◆ Data:
= Beginning of Section =

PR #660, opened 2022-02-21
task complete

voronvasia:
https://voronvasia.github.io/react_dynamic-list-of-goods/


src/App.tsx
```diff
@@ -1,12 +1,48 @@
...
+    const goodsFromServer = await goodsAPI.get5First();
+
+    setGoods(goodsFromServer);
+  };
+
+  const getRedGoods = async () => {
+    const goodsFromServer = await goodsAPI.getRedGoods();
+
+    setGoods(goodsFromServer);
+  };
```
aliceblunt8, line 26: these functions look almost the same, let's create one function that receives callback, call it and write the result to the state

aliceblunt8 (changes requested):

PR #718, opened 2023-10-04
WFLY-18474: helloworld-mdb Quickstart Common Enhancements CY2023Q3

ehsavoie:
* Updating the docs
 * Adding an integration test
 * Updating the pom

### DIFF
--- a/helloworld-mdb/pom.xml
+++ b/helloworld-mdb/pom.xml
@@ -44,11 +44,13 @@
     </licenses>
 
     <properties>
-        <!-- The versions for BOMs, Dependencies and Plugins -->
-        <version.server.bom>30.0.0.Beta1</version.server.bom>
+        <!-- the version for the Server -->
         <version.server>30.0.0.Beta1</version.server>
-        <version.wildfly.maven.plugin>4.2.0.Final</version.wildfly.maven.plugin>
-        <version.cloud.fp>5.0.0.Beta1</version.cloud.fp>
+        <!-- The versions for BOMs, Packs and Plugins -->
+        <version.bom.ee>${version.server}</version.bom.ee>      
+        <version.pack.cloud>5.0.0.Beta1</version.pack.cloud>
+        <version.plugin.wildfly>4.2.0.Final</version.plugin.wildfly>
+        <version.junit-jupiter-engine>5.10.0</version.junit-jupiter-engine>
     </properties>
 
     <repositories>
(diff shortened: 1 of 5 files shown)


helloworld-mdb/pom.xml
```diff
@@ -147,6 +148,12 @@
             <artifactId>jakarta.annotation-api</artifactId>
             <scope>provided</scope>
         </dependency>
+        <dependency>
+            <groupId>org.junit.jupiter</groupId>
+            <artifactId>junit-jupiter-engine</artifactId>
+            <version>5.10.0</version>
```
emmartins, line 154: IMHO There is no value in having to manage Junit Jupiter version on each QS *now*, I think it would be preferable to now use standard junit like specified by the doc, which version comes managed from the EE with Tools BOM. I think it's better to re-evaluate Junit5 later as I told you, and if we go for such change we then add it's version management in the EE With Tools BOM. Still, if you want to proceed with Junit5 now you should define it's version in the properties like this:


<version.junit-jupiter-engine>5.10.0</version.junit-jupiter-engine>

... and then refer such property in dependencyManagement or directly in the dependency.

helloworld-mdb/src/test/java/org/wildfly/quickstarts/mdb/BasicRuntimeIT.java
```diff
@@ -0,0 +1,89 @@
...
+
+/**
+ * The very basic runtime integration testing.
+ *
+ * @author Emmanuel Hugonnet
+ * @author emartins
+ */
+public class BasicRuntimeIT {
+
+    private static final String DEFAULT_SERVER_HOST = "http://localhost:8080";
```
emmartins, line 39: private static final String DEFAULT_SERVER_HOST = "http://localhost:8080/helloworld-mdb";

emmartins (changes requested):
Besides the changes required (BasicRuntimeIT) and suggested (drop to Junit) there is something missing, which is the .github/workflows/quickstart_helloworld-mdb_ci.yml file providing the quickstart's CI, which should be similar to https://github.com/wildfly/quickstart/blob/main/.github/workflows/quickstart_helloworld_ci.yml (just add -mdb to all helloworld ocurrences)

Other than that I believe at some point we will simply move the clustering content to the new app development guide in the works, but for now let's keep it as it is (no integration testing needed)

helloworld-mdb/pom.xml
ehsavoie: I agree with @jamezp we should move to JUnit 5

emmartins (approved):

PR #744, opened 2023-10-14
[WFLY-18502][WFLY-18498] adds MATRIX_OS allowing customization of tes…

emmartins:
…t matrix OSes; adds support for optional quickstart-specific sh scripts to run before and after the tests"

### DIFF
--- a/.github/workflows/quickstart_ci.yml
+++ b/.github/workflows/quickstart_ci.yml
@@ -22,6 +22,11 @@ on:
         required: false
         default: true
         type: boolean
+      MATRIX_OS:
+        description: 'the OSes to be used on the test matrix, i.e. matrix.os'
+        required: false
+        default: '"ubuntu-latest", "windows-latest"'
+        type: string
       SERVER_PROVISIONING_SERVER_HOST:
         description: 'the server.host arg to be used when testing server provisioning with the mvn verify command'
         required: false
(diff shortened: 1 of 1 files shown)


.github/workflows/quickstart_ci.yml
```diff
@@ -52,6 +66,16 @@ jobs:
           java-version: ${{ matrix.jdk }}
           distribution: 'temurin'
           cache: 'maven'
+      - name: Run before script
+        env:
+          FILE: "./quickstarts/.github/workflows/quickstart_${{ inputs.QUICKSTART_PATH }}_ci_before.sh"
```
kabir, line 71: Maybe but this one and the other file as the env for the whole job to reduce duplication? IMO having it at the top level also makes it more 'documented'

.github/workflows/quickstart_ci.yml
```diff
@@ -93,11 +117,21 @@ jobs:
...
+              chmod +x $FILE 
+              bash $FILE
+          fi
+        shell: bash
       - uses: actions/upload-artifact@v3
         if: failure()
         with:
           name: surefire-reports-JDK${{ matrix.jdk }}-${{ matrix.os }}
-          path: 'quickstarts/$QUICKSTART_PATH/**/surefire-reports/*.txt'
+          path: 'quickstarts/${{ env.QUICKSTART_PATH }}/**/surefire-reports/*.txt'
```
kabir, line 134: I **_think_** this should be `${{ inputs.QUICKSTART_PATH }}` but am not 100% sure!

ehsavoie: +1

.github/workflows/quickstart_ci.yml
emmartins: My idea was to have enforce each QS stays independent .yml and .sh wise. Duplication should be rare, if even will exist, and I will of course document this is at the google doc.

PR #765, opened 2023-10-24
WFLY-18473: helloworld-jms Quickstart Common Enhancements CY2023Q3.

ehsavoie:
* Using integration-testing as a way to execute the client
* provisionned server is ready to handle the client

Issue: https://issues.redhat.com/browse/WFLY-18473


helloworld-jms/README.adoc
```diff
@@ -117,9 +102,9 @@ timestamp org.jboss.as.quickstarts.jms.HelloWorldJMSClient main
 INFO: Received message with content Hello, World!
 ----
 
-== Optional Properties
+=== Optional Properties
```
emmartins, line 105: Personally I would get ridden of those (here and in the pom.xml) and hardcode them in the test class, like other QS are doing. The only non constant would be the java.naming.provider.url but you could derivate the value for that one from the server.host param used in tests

= End of Section =

◆ Task to complete:
Give the complete listing a second time, exactly as it reads.

◆ Task answer:
PR #660, opened 2022-02-21
task complete

voronvasia:
https://voronvasia.github.io/react_dynamic-list-of-goods/


src/App.tsx
```diff
@@ -1,12 +1,48 @@
...
+    const goodsFromServer = await goodsAPI.get5First();
+
+    setGoods(goodsFromServer);
+  };
+
+  const getRedGoods = async () => {
+    const goodsFromServer = await goodsAPI.getRedGoods();
+
+    setGoods(goodsFromServer);
+  };
```
aliceblunt8, line 26: these functions look almost the same, let's create one function that receives callback, call it and write the result to the state

aliceblunt8 (changes requested):

PR #718, opened 2023-10-04
WFLY-18474: helloworld-mdb Quickstart Common Enhancements CY2023Q3

ehsavoie:
* Updating the docs
 * Adding an integration test
 * Updating the pom

### DIFF
--- a/helloworld-mdb/pom.xml
+++ b/helloworld-mdb/pom.xml
@@ -44,11 +44,13 @@
     </licenses>
 
     <properties>
-        <!-- The versions for BOMs, Dependencies and Plugins -->
-        <version.server.bom>30.0.0.Beta1</version.server.bom>
+        <!-- the version for the Server -->
         <version.server>30.0.0.Beta1</version.server>
-        <version.wildfly.maven.plugin>4.2.0.Final</version.wildfly.maven.plugin>
-        <version.cloud.fp>5.0.0.Beta1</version.cloud.fp>
+        <!-- The versions for BOMs, Packs and Plugins -->
+        <version.bom.ee>${version.server}</version.bom.ee>      
+        <version.pack.cloud>5.0.0.Beta1</version.pack.cloud>
+        <version.plugin.wildfly>4.2.0.Final</version.plugin.wildfly>
+        <version.junit-jupiter-engine>5.10.0</version.junit-jupiter-engine>
     </properties>
 
     <repositories>
(diff shortened: 1 of 5 files shown)


helloworld-mdb/pom.xml
```diff
@@ -147,6 +148,12 @@
             <artifactId>jakarta.annotation-api</artifactId>
             <scope>provided</scope>
         </dependency>
+        <dependency>
+            <groupId>org.junit.jupiter</groupId>
+            <artifactId>junit-jupiter-engine</artifactId>
+            <version>5.10.0</version>
```
emmartins, line 154: IMHO There is no value in having to manage Junit Jupiter version on each QS *now*, I think it would be preferable to now use standard junit like specified by the doc, which version comes managed from the EE with Tools BOM. I think it's better to re-evaluate Junit5 later as I told you, and if we go for such change we then add it's version management in the EE With Tools BOM. Still, if you want to proceed with Junit5 now you should define it's version in the properties like this:


<version.junit-jupiter-engine>5.10.0</version.junit-jupiter-engine>

... and then refer such property in dependencyManagement or directly in the dependency.

helloworld-mdb/src/test/java/org/wildfly/quickstarts/mdb/BasicRuntimeIT.java
```diff
@@ -0,0 +1,89 @@
...
+
+/**
+ * The very basic runtime integration testing.
+ *
+ * @author Emmanuel Hugonnet
+ * @author emartins
+ */
+public class BasicRuntimeIT {
+
+    private static final String DEFAULT_SERVER_HOST = "http://localhost:8080";
```
emmartins, line 39: private static final String DEFAULT_SERVER_HOST = "http://localhost:8080/helloworld-mdb";

emmartins (changes requested):
Besides the changes required (BasicRuntimeIT) and suggested (drop to Junit) there is something missing, which is the .github/workflows/quickstart_helloworld-mdb_ci.yml file providing the quickstart's CI, which should be similar to https://github.com/wildfly/quickstart/blob/main/.github/workflows/quickstart_helloworld_ci.yml (just add -mdb to all helloworld ocurrences)

Other than that I believe at some point we will simply move the clustering content to the new app development guide in the works, but for now let's keep it as it is (no integration testing needed)

helloworld-mdb/pom.xml
ehsavoie: I agree with @jamezp we should move to JUnit 5

emmartins (approved):

PR #744, opened 2023-10-14
[WFLY-18502][WFLY-18498] adds MATRIX_OS allowing customization of tes…

emmartins:
…t matrix OSes; adds support for optional quickstart-specific sh scripts to run before and after the tests"

### DIFF
--- a/.github/workflows/quickstart_ci.yml
+++ b/.github/workflows/quickstart_ci.yml
@@ -22,6 +22,11 @@ on:
         required: false
         default: true
         type: boolean
+      MATRIX_OS:
+        description: 'the OSes to be used on the test matrix, i.e. matrix.os'
+        required: false
+        default: '"ubuntu-latest", "windows-latest"'
+        type: string
       SERVER_PROVISIONING_SERVER_HOST:
         description: 'the server.host arg to be used when testing server provisioning with the mvn verify command'
         required: false
(diff shortened: 1 of 1 files shown)


.github/workflows/quickstart_ci.yml
```diff
@@ -52,6 +66,16 @@ jobs:
           java-version: ${{ matrix.jdk }}
           distribution: 'temurin'
           cache: 'maven'
+      - name: Run before script
+        env:
+          FILE: "./quickstarts/.github/workflows/quickstart_${{ inputs.QUICKSTART_PATH }}_ci_before.sh"
```
kabir, line 71: Maybe but this one and the other file as the env for the whole job to reduce duplication? IMO having it at the top level also makes it more 'documented'

.github/workflows/quickstart_ci.yml
```diff
@@ -93,11 +117,21 @@ jobs:
...
+              chmod +x $FILE 
+              bash $FILE
+          fi
+        shell: bash
       - uses: actions/upload-artifact@v3
         if: failure()
         with:
           name: surefire-reports-JDK${{ matrix.jdk }}-${{ matrix.os }}
-          path: 'quickstarts/$QUICKSTART_PATH/**/surefire-reports/*.txt'
+          path: 'quickstarts/${{ env.QUICKSTART_PATH }}/**/surefire-reports/*.txt'
```
kabir, line 134: I **_think_** this should be `${{ inputs.QUICKSTART_PATH }}` but am not 100% sure!

ehsavoie: +1

.github/workflows/quickstart_ci.yml
emmartins: My idea was to have enforce each QS stays independent .yml and .sh wise. Duplication should be rare, if even will exist, and I will of course document this is at the google doc.

PR #765, opened 2023-10-24
WFLY-18473: helloworld-jms Quickstart Common Enhancements CY2023Q3.

ehsavoie:
* Using integration-testing as a way to execute the client
* provisionned server is ready to handle the client

Issue: https://issues.redhat.com/browse/WFLY-18473


helloworld-jms/README.adoc
```diff
@@ -117,9 +102,9 @@ timestamp org.jboss.as.quickstarts.jms.HelloWorldJMSClient main
 INFO: Received message with content Hello, World!
 ----
 
-== Optional Properties
+=== Optional Properties
```
emmartins, line 105: Personally I would get ridden of those (here and in the pom.xml) and hardcode them in the test class, like other QS are doing. The only non constant would be the java.naming.provider.url but you could derivate the value for that one from the server.host param used in tests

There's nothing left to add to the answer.